■ Supplied records
★ ★ ★ ★ ★ ★ ★

PR #385, opened 2021-01-23
Improve the implementation of AnyPin and AnyPad

bradleyharden:
The naming problem in ~~#381~~ #383 got me thinking about the `AnyPin` trait. I realized that I could significantly improve the experience of using `AnyPin` by making sure the compiler understands how to convert between `P: AnyPin` and `ConcretePin<P>` using `Into`, `AsRef` and `AsMut`. I found a way to do that, and I think it turned out to be a really elegant solution. @blm768, I think you might be interested in this, given how closely you followed the development of the original GPIO refactor.

This does have some breaking changes, but I don't think that's a problem, given how new the API is. Rather than rename the `as_concrete` and related functions, I have instead made them obsolete, so they have been removed. I also took this as an opportunity to rename `ConcretePin` to `SpecificPin`. I think the latter name is a better fit with the name `AnyPin`.

All of these changes were made to the `AnyPad` trait as well.

Below is the commit message. It gives a little more background.

### Commit message

The AnyPin and AnyPad traits act as meta-types for the respective
Pin<I, M> and Pad<S, P, M> types, and they encapsulate the Pin and Pad
types with fewer type parameters.

Although useful, it was difficult to convert between a generic type
`P: AnyPin` and the corresponding `ConcretePin<P>`. Doing so required
using custom `as_concrete` and related functions. To ease this burden,
we repeated the entire `Pin` API on the `AnyPin` trait. However, that
places an additional burden on the maintainer, because any changes to
the API or documentation must be synchronized. Instead, it would be
preferrable to simplify conversion between the abstract and concrete
types, and then require users to perform that conversion manually.

Create an `Is` trait that represents type identity. The super traits of
`Is` enforce reflexive implementations of `From`, `AsRef` and `AsMut`
for `Is::Type`, meaning `T: From<T> + AsRef<T> + AsMut<T>` is always
true when `T: Is<Type = T>`. Implementations of `Is` must always have
`Is::Type == Self`.

Use the new `Is` trait to simplify converting between abstract and
generic types. Change the names `ConcretePin` and `ConcretePad` to
`SpecificPin` and `SpecificPad` to better match the names `AnyPin` and
`AnyPad`. Apply the trait bound `AnyPin: Is<Type = SpecificPin<Self>>`
and similarly for `AnyPad`. Doing so allows trivial conversion between
`P: AnyPin` and `SpecificPin<P>` using `Into`, `AsRef` and `AsMut`.

Update the documentation of the `pin` and `pads` modules to explain how
to use `Into`, `AsRef` and `AsMut` for the conversion. Also make minor
documentation updates in other areas as well.


hal/src/common/gpio/v2.rs
```diff
@@ -1,19 +1,19 @@
 //! # Version 2 of the GPIO module
 //!
-//! The new API provides two different submodules, [pin] and [dynpin],
-//! representing two different ways to handle GPIO pins. The default, [pin], is
-//! a type-level API that tracks the state of each pin at compile-time. The
-//! alternative, [dynpin] is a type-erased, value-level API that tracks the
+//! The new API provides two different submodules, [`pin`] and [`dynpin`],
```
twitchyliquid64, line 3: 'New ' is relative, maybe call this 'the GPIO API' ?

hal/src/common/gpio/v2/dynpin.rs
```diff
@@ -6,41 +6,40 @@
 //! value-level API solves this problem by erasing the type information and
 //! tracking the pin at run-time.
 //!
-//! Value-level pins are represented by the [DynPin] type. [DynPin] has two
-//! fields, `id` and `mode` with types [DynPinId] and [DynPinMode]
+//! Value-level pins are represented by the [`DynPin`] type. [`DynPin`] has two
```
twitchyliquid64, line 9: The term 'value-level' is unfamilar to me - is this the same as 'dynamically typed'?

bradleyharden: It's unfamiliar because I made it up. I thought it would help make things clear, but maybe I just made it worse? I was trying to contrast the `pin` module, which uses a "type-level" API, with the `dynpin` module, which uses a "value-level" API. I think maybe I explain the terms a bit more in the `v2` module docs.

At the value-level, a `DynPinMode` is a standard `enum`, just like you would normally write in Rust. Each different pin mode is represented as a different variant of the `DynPinMode` `enum`. But at the type-level, each different pin mode is its own type, and they are effectively variants of the `PinMode` meta-type (or type class), which is represented as a trait.

I couldn't find a way to summarize that distinction, so I made up the terms "type-level" and "value-level". But if it ends up adding rather than removing confusion, maybe I should find a different way to express it. What do you think?

I suppose you could call the "value-level" API a dynamically typed version of the "type-level" API. But that only makes sense if you expect pin modes to be represented as types to begin with. Outside of an embedded context, I don't think anyone would bother with the "type-level" approach. The "value-level" approach is much more idiomatic Rust.

hal/src/common/gpio/v2.rs
bradleyharden: How about

> The `v2` API provides two different submodules...

Does that work?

★ ★ ★ ★ ★ ★ ★

■ Task to carry out
Would you set down the full listing exactly as it reads?

■ Result for this exercise
PR #385, opened 2021-01-23
Improve the implementation of AnyPin and AnyPad

bradleyharden:
The naming problem in ~~#381~~ #383 got me thinking about the `AnyPin` trait. I realized that I could significantly improve the experience of using `AnyPin` by making sure the compiler understands how to convert between `P: AnyPin` and `ConcretePin<P>` using `Into`, `AsRef` and `AsMut`. I found a way to do that, and I think it turned out to be a really elegant solution. @blm768, I think you might be interested in this, given how closely you followed the development of the original GPIO refactor.

This does have some breaking changes, but I don't think that's a problem, given how new the API is. Rather than rename the `as_concrete` and related functions, I have instead made them obsolete, so they have been removed. I also took this as an opportunity to rename `ConcretePin` to `SpecificPin`. I think the latter name is a better fit with the name `AnyPin`.

All of these changes were made to the `AnyPad` trait as well.

Below is the commit message. It gives a little more background.

### Commit message

The AnyPin and AnyPad traits act as meta-types for the respective
Pin<I, M> and Pad<S, P, M> types, and they encapsulate the Pin and Pad
types with fewer type parameters.

Although useful, it was difficult to convert between a generic type
`P: AnyPin` and the corresponding `ConcretePin<P>`. Doing so required
using custom `as_concrete` and related functions. To ease this burden,
we repeated the entire `Pin` API on the `AnyPin` trait. However, that
places an additional burden on the maintainer, because any changes to
the API or documentation must be synchronized. Instead, it would be
preferrable to simplify conversion between the abstract and concrete
types, and then require users to perform that conversion manually.

Create an `Is` trait that represents type identity. The super traits of
`Is` enforce reflexive implementations of `From`, `AsRef` and `AsMut`
for `Is::Type`, meaning `T: From<T> + AsRef<T> + AsMut<T>` is always
true when `T: Is<Type = T>`. Implementations of `Is` must always have
`Is::Type == Self`.

Use the new `Is` trait to simplify converting between abstract and
generic types. Change the names `ConcretePin` and `ConcretePad` to
`SpecificPin` and `SpecificPad` to better match the names `AnyPin` and
`AnyPad`. Apply the trait bound `AnyPin: Is<Type = SpecificPin<Self>>`
and similarly for `AnyPad`. Doing so allows trivial conversion between
`P: AnyPin` and `SpecificPin<P>` using `Into`, `AsRef` and `AsMut`.

Update the documentation of the `pin` and `pads` modules to explain how
to use `Into`, `AsRef` and `AsMut` for the conversion. Also make minor
documentation updates in other areas as well.


hal/src/common/gpio/v2.rs
```diff
@@ -1,19 +1,19 @@
 //! # Version 2 of the GPIO module
 //!
-//! The new API provides two different submodules, [pin] and [dynpin],
-//! representing two different ways to handle GPIO pins. The default, [pin], is
-//! a type-level API that tracks the state of each pin at compile-time. The
-//! alternative, [dynpin] is a type-erased, value-level API that tracks the
+//! The new API provides two different submodules, [`pin`] and [`dynpin`],
```
twitchyliquid64, line 3: 'New ' is relative, maybe call this 'the GPIO API' ?

hal/src/common/gpio/v2/dynpin.rs
```diff
@@ -6,41 +6,40 @@
 //! value-level API solves this problem by erasing the type information and
 //! tracking the pin at run-time.
 //!
-//! Value-level pins are represented by the [DynPin] type. [DynPin] has two
-//! fields, `id` and `mode` with types [DynPinId] and [DynPinMode]
+//! Value-level pins are represented by the [`DynPin`] type. [`DynPin`] has two
```
twitchyliquid64, line 9: The term 'value-level' is unfamilar to me - is this the same as 'dynamically typed'?

bradleyharden: It's unfamiliar because I made it up. I thought it would help make things clear, but maybe I just made it worse? I was trying to contrast the `pin` module, which uses a "type-level" API, with the `dynpin` module, which uses a "value-level" API. I think maybe I explain the terms a bit more in the `v2` module docs.

At the value-level, a `DynPinMode` is a standard `enum`, just like you would normally write in Rust. Each different pin mode is represented as a different variant of the `DynPinMode` `enum`. But at the type-level, each different pin mode is its own type, and they are effectively variants of the `PinMode` meta-type (or type class), which is represented as a trait.

I couldn't find a way to summarize that distinction, so I made up the terms "type-level" and "value-level". But if it ends up adding rather than removing confusion, maybe I should find a different way to express it. What do you think?

I suppose you could call the "value-level" API a dynamically typed version of the "type-level" API. But that only makes sense if you expect pin modes to be represented as types to begin with. Outside of an embedded context, I don't think anyone would bother with the "type-level" approach. The "value-level" approach is much more idiomatic Rust.

hal/src/common/gpio/v2.rs
bradleyharden: How about

> The `v2` API provides two different submodules...

Does that work?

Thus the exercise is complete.